§ **INSTRUCTIONS FOR THE TASK**
Once you have read the records below, report how many lines contain the word "JuliaManifolds", and give nothing besides that number.

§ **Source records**

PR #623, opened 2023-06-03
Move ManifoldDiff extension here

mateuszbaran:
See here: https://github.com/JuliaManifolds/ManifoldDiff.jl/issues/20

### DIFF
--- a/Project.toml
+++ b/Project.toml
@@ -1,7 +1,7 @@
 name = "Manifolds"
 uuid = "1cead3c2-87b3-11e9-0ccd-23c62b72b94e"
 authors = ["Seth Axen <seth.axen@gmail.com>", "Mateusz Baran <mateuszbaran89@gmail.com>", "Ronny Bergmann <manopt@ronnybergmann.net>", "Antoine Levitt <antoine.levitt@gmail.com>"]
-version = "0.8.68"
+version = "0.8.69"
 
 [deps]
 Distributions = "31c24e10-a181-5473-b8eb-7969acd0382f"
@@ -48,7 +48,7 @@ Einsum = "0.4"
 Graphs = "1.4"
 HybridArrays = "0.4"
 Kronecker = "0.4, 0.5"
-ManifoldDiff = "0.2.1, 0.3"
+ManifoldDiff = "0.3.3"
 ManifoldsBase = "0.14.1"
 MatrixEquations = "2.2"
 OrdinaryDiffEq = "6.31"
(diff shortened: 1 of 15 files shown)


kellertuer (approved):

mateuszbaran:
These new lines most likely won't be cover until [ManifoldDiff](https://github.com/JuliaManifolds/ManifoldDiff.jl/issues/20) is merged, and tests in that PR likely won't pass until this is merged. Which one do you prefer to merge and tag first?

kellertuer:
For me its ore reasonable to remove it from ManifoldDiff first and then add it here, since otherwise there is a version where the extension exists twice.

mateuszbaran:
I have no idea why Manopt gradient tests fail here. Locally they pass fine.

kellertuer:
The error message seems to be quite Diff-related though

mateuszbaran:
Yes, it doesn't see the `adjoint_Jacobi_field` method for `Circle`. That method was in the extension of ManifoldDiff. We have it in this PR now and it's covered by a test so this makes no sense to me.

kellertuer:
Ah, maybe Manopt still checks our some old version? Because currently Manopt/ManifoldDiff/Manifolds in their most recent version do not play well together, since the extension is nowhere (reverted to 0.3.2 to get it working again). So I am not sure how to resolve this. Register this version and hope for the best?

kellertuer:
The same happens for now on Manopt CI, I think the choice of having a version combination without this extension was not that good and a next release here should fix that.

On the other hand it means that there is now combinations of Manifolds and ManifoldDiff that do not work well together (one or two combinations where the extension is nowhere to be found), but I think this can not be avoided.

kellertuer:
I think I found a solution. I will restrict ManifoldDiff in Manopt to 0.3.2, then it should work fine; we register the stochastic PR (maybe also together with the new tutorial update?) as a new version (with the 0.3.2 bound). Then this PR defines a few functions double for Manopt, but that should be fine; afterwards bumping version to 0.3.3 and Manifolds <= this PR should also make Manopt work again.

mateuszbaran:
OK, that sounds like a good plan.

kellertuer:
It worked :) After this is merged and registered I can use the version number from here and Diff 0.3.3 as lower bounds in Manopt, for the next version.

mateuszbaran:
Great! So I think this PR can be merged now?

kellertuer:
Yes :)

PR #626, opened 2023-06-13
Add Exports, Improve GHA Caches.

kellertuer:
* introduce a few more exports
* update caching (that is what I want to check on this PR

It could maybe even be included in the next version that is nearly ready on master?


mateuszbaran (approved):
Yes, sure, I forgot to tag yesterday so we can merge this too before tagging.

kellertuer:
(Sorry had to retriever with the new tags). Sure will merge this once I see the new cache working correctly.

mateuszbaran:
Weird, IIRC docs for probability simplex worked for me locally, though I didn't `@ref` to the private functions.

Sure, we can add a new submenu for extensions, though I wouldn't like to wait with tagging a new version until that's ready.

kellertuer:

§ **RESPONSE TO THIS TASK**
2